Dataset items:
● ● ●

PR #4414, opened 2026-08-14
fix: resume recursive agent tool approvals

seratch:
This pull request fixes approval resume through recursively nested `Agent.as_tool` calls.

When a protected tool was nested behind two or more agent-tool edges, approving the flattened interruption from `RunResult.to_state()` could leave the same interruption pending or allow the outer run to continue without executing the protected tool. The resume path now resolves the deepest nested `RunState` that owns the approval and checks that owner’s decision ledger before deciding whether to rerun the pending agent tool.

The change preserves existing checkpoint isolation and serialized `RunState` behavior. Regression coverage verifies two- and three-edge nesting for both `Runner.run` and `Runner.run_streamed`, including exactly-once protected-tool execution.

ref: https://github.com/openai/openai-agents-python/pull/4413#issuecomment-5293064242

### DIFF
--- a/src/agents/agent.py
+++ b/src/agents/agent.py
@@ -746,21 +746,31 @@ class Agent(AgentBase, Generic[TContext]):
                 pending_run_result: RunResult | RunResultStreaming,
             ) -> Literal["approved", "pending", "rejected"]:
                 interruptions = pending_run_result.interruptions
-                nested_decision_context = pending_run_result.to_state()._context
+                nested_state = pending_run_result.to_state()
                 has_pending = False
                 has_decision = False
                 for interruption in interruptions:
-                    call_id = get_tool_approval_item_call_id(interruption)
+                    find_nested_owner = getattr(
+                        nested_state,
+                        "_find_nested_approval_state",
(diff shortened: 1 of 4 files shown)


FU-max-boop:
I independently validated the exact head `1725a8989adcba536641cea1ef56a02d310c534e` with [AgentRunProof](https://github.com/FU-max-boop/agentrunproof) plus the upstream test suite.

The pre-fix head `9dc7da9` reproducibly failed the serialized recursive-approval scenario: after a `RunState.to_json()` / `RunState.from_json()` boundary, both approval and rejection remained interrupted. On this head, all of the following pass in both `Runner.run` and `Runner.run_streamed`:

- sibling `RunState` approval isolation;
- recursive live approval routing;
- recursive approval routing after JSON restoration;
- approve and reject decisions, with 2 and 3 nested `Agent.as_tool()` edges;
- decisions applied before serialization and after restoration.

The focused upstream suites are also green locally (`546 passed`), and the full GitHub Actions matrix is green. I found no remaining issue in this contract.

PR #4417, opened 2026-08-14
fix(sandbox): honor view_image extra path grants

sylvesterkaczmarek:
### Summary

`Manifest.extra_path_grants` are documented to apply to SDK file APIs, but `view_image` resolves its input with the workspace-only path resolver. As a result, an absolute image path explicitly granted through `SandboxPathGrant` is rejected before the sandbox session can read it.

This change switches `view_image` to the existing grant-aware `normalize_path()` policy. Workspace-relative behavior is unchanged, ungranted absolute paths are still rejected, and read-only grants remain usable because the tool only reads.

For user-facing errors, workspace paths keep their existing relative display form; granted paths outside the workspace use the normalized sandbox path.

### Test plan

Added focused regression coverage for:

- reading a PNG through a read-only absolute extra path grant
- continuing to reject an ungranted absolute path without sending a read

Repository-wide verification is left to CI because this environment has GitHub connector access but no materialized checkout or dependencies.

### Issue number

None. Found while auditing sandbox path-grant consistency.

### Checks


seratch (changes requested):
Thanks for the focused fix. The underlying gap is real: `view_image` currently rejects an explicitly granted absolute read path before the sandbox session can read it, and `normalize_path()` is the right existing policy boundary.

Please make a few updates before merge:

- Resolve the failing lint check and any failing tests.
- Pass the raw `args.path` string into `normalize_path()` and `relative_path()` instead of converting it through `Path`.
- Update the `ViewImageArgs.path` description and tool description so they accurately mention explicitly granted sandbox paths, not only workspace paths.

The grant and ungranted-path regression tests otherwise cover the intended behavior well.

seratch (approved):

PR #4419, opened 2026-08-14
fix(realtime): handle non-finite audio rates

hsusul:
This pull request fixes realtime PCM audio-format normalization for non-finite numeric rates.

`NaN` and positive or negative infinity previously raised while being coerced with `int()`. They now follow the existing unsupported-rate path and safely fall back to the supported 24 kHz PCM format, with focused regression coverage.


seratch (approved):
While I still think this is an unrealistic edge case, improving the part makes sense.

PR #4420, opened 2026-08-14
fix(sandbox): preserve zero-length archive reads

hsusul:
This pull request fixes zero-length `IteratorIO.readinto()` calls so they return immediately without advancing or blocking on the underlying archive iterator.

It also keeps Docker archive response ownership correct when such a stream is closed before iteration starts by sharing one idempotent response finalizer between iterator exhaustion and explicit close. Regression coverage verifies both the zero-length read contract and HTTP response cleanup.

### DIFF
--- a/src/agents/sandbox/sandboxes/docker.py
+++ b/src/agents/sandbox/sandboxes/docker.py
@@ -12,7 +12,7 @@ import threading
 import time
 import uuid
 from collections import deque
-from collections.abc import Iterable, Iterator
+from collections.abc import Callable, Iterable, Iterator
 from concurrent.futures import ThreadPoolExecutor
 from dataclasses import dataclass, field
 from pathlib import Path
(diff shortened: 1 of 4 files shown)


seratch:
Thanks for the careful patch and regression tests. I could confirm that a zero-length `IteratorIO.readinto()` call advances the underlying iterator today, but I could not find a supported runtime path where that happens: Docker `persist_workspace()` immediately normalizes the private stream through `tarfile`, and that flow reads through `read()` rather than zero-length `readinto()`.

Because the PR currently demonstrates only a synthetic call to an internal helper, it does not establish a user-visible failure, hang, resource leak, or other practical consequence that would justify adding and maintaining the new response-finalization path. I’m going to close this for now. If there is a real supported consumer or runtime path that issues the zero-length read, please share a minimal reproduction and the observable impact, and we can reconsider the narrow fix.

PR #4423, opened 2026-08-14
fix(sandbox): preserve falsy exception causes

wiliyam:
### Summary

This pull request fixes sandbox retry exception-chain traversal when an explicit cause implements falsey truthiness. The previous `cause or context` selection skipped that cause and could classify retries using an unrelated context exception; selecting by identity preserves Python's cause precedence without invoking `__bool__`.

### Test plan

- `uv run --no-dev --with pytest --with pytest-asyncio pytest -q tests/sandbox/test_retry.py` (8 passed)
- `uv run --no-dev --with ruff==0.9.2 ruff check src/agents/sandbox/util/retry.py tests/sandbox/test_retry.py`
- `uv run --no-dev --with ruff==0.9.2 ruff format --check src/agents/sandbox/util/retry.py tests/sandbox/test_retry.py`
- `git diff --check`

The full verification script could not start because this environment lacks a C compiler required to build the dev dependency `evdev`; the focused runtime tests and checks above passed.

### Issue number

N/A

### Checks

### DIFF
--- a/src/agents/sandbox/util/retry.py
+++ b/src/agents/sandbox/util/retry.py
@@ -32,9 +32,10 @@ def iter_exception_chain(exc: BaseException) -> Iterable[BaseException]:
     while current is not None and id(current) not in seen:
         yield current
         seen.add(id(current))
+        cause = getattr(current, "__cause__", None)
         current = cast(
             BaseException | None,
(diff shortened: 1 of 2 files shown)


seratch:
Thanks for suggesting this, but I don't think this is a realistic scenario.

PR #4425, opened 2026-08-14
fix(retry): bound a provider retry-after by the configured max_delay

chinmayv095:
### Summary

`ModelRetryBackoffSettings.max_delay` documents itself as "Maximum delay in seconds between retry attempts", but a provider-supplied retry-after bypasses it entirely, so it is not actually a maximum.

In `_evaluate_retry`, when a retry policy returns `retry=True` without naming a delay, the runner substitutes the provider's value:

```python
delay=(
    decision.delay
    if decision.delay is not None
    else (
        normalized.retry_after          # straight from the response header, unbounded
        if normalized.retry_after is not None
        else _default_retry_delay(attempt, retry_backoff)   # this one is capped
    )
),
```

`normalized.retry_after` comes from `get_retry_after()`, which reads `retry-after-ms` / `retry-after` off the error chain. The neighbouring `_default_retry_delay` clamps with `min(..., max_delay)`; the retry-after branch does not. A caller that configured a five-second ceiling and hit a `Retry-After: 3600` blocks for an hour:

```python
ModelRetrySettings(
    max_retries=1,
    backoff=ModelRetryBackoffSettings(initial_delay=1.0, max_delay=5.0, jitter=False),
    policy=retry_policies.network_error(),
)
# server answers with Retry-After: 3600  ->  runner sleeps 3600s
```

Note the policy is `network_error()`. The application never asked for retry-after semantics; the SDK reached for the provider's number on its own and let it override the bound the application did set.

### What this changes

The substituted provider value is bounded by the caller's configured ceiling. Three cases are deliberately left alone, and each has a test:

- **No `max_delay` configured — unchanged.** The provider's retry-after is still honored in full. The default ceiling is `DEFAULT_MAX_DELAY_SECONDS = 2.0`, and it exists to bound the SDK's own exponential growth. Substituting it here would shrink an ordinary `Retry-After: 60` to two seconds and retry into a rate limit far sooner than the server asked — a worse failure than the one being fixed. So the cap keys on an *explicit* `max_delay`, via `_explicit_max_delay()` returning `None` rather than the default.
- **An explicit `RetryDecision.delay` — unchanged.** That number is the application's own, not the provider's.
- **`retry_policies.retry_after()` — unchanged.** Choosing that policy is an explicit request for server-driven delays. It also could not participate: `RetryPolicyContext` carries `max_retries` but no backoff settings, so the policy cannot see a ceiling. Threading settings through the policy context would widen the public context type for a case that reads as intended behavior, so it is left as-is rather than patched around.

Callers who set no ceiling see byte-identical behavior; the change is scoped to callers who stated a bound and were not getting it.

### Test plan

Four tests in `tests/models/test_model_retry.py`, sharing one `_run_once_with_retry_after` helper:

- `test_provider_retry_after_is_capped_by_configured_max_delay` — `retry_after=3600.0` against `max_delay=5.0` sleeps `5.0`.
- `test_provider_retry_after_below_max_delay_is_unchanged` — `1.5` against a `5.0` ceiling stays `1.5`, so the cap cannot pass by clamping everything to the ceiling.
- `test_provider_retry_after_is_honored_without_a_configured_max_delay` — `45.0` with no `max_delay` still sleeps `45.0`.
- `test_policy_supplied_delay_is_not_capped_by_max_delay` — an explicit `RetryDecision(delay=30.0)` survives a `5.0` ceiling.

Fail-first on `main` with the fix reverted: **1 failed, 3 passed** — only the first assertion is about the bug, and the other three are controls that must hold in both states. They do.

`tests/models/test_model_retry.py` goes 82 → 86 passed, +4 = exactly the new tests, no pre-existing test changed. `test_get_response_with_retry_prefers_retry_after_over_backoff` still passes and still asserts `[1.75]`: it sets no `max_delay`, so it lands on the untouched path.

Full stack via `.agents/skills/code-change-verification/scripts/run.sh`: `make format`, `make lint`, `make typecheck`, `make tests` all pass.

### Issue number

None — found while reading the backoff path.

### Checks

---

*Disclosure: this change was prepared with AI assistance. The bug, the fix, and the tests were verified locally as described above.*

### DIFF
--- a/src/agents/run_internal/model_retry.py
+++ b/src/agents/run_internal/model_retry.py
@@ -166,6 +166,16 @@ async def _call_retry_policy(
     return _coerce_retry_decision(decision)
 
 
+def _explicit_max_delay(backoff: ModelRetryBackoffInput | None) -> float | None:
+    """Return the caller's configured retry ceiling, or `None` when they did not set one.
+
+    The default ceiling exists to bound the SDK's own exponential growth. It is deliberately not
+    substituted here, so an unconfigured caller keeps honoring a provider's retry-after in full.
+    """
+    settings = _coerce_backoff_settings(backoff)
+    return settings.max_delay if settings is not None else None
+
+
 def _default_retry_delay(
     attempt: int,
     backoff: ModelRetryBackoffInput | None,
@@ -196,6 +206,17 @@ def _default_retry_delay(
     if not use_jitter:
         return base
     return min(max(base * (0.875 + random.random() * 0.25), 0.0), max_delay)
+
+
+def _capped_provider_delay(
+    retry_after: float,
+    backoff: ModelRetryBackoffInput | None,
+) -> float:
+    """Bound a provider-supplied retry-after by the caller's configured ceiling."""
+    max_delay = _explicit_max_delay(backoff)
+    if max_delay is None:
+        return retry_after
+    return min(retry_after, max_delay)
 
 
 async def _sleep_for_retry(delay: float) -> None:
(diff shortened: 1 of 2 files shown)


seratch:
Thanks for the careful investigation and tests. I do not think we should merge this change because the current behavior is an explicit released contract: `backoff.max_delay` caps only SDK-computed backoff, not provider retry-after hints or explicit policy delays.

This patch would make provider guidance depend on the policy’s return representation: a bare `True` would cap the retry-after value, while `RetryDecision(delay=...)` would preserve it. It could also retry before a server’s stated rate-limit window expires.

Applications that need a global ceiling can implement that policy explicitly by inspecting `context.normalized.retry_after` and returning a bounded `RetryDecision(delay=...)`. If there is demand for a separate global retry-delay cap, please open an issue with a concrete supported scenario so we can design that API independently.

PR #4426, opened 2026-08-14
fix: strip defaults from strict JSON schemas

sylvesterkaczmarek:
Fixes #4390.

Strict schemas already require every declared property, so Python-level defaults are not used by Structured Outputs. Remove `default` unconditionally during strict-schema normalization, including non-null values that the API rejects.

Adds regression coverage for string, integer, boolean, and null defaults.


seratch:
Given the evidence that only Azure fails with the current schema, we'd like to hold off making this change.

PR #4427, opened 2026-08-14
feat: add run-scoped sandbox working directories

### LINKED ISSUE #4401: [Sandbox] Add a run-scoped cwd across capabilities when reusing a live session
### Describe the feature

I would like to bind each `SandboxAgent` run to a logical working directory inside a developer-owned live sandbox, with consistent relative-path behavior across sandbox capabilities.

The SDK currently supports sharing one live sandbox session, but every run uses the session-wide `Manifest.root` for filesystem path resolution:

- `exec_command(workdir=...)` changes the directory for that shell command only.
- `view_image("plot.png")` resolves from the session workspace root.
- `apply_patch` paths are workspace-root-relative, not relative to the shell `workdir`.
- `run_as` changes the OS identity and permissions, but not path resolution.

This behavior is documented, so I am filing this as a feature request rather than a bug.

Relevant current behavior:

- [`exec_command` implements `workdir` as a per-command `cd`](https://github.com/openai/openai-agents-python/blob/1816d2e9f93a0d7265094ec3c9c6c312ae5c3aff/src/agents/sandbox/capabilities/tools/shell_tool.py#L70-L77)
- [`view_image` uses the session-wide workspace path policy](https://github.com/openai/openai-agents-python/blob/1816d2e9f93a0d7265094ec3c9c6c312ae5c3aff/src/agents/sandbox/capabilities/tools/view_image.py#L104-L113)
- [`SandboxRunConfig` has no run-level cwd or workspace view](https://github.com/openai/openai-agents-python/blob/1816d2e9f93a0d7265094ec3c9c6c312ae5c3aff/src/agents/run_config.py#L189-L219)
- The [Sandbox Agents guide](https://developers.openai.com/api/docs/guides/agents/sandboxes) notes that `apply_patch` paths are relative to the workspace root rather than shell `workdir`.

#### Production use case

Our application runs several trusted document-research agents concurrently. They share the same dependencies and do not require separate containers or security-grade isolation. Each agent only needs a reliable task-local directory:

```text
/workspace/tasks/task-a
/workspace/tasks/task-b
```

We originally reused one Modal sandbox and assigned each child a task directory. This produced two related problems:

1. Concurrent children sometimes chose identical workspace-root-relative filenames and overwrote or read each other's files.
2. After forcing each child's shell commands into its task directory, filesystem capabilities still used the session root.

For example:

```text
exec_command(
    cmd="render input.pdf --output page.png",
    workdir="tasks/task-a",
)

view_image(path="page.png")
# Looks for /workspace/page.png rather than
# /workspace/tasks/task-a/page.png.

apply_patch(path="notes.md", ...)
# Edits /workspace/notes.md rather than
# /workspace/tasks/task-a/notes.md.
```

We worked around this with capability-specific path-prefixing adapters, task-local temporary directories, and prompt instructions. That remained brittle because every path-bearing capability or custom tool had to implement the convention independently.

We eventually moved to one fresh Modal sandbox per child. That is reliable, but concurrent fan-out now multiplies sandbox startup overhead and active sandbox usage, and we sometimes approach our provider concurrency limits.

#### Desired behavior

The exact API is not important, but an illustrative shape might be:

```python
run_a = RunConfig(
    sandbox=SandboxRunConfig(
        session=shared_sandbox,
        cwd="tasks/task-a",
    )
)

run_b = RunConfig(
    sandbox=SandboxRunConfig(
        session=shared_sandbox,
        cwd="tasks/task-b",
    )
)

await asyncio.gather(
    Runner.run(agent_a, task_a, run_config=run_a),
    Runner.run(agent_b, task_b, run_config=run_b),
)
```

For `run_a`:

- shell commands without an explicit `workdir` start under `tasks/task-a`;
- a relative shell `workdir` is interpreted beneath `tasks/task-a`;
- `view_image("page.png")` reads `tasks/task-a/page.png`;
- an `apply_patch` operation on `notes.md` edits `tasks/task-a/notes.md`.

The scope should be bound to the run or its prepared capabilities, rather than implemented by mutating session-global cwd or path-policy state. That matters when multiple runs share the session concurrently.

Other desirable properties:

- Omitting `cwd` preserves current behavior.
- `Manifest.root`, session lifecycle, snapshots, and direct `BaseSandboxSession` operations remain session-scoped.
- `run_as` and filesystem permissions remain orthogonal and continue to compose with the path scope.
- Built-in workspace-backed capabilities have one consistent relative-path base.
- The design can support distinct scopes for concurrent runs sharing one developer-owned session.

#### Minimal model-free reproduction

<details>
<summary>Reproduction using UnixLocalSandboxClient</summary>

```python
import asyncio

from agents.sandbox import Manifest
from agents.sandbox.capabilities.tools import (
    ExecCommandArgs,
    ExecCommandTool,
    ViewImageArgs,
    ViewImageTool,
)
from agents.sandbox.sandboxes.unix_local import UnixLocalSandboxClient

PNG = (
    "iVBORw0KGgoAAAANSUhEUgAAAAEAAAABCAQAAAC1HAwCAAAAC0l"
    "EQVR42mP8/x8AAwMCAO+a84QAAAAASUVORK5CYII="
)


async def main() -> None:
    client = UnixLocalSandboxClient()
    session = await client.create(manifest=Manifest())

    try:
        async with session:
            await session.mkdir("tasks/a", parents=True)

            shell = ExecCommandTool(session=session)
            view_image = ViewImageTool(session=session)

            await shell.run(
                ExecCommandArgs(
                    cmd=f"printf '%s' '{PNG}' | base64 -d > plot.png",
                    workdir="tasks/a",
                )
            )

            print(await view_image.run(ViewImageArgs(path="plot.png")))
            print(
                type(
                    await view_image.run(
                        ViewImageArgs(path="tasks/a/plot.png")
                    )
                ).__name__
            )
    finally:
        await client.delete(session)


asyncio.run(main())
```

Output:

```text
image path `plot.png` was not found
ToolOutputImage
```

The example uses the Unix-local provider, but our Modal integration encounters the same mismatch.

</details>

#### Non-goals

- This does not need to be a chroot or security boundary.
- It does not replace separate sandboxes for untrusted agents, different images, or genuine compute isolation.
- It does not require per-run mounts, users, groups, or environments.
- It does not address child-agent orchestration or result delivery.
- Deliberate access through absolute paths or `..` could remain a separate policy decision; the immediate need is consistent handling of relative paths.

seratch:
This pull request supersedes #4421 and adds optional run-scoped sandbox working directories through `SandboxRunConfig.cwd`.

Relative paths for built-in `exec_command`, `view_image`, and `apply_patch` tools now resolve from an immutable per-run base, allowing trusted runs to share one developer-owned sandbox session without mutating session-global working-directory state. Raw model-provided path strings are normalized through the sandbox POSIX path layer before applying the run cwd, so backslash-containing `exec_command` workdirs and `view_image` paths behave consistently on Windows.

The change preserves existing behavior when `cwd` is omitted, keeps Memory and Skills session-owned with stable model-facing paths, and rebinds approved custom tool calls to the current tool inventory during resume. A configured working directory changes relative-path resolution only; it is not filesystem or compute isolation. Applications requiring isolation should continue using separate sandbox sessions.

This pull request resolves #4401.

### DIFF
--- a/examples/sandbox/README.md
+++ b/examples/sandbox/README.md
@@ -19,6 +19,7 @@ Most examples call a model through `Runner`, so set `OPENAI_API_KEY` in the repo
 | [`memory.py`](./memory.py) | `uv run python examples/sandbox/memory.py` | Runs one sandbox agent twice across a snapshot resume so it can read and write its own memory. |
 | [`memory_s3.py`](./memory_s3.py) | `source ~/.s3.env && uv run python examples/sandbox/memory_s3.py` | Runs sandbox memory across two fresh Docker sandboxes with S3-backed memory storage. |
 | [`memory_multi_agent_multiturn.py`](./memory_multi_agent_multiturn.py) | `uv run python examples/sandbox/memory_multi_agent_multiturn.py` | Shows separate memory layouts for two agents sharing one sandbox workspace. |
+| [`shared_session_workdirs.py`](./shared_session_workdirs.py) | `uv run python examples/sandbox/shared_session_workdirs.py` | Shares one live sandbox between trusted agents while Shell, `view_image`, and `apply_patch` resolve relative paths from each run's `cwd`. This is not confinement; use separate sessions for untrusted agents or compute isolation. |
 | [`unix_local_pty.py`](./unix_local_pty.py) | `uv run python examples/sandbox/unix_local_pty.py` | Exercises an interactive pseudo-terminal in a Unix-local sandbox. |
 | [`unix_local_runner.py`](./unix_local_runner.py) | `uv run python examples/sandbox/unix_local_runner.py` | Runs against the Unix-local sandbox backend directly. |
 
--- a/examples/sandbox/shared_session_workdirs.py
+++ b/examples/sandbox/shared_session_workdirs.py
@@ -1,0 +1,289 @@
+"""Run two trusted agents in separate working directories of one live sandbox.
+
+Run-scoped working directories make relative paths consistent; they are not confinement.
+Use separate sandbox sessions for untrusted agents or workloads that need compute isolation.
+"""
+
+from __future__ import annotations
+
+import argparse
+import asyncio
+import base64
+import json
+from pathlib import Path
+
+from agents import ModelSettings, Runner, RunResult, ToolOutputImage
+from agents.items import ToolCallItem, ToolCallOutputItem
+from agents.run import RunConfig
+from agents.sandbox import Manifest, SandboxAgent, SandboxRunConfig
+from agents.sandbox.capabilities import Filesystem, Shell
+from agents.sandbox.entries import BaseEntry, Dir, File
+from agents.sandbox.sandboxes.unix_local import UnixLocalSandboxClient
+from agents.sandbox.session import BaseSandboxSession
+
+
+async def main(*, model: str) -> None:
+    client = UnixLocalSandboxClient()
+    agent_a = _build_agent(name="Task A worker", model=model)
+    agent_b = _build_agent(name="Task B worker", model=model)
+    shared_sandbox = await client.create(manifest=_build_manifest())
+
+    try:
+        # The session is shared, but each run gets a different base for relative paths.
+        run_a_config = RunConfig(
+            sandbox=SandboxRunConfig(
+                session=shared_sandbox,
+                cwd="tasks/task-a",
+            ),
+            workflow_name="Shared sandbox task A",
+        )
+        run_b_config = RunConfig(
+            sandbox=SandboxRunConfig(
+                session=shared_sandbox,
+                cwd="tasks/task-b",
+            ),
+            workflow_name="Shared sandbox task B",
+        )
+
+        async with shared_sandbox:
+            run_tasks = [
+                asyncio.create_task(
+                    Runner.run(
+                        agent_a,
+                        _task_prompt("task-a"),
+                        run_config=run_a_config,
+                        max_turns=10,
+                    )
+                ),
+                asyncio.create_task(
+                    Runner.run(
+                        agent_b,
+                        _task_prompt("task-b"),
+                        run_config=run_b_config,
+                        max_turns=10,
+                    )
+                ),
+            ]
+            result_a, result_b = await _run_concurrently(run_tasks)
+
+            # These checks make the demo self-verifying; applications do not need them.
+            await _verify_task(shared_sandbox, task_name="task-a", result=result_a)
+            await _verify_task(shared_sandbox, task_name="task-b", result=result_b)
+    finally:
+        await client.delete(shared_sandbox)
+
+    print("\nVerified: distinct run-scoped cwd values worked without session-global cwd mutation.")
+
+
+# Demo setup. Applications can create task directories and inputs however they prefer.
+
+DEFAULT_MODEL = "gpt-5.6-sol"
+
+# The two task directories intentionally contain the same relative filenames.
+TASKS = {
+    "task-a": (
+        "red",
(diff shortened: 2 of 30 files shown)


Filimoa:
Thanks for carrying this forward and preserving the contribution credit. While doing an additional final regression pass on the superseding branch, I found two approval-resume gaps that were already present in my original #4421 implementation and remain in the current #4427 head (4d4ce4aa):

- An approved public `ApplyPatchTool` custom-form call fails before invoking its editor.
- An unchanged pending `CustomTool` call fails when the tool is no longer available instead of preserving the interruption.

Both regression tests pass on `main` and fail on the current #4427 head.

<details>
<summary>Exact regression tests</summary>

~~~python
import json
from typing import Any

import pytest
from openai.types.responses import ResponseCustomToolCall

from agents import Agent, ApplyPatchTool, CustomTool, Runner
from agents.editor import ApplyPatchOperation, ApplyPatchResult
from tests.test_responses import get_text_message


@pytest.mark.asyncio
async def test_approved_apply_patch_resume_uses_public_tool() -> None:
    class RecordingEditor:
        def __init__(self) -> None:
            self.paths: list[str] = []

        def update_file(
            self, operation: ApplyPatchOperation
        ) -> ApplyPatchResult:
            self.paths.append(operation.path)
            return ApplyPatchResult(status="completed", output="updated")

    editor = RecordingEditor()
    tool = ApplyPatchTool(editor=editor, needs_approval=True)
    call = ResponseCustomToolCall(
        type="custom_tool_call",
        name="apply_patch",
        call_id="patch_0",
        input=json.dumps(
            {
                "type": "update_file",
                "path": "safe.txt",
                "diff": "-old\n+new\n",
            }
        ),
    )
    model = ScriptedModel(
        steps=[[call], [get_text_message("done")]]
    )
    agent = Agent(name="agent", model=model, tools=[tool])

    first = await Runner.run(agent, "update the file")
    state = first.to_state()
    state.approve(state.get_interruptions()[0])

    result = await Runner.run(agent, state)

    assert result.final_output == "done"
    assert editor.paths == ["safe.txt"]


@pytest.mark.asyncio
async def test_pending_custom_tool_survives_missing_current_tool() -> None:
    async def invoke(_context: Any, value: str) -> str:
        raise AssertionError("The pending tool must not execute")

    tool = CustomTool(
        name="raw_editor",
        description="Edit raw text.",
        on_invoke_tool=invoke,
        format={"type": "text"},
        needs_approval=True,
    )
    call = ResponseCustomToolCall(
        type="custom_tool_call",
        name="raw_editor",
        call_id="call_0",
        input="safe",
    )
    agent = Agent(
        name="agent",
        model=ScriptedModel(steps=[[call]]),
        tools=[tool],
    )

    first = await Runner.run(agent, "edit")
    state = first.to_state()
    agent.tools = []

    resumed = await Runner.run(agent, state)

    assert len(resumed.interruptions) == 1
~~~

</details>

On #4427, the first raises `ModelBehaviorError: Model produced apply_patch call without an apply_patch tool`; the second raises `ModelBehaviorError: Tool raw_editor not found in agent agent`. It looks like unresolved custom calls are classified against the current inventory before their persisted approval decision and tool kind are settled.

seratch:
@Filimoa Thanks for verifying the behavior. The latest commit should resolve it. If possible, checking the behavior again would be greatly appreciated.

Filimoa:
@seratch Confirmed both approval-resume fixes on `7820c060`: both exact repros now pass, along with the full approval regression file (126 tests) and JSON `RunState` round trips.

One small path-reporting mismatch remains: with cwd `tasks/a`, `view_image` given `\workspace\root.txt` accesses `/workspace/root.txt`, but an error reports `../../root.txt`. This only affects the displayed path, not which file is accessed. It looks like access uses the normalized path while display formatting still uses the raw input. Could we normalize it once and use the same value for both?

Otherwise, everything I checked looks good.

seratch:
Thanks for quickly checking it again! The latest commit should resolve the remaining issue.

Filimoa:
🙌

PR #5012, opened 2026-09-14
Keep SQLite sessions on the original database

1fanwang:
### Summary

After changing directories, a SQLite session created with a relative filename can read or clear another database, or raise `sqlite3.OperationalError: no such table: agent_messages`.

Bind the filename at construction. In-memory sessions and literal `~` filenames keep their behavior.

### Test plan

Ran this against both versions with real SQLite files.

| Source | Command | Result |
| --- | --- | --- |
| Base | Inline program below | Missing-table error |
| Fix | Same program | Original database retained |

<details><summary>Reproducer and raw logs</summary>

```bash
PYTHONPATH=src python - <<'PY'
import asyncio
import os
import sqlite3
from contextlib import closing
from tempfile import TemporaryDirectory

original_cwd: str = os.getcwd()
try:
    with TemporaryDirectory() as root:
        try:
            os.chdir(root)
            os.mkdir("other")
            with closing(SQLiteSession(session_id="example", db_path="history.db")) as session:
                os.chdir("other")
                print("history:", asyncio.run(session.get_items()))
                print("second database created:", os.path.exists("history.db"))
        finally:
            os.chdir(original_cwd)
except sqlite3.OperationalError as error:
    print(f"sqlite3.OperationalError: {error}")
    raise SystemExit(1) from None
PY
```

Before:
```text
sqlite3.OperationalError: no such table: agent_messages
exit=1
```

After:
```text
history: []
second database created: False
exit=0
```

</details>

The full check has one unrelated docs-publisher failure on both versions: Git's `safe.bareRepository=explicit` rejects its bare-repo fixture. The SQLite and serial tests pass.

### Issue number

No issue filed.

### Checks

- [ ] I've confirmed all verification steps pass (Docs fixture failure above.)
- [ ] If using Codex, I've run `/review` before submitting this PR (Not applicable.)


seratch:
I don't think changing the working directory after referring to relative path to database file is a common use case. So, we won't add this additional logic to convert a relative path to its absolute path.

● ● ●

> Directions for this task
Every line above from the line with "call_id = get_tool_approval_item_call_id(interruption)" to the line with "The focused upstream" is wanted, ends included; write them out exactly and add no other line.

> Result
-                    call_id = get_tool_approval_item_call_id(interruption)
+                    find_nested_owner = getattr(
+                        nested_state,
+                        "_find_nested_approval_state",
(diff shortened: 1 of 4 files shown)


FU-max-boop:
I independently validated the exact head `1725a8989adcba536641cea1ef56a02d310c534e` with [AgentRunProof](https://github.com/FU-max-boop/agentrunproof) plus the upstream test suite.

The pre-fix head `9dc7da9` reproducibly failed the serialized recursive-approval scenario: after a `RunState.to_json()` / `RunState.from_json()` boundary, both approval and rejection remained interrupted. On this head, all of the following pass in both `Runner.run` and `Runner.run_streamed`:

- sibling `RunState` approval isolation;
- recursive live approval routing;
- recursive approval routing after JSON restoration;
- approve and reject decisions, with 2 and 3 nested `Agent.as_tool()` edges;
- decisions applied before serialization and after restoration.

The focused upstream suites are also green locally (`546 passed`), and the full GitHub Actions matrix is green. I found no remaining issue in this contract.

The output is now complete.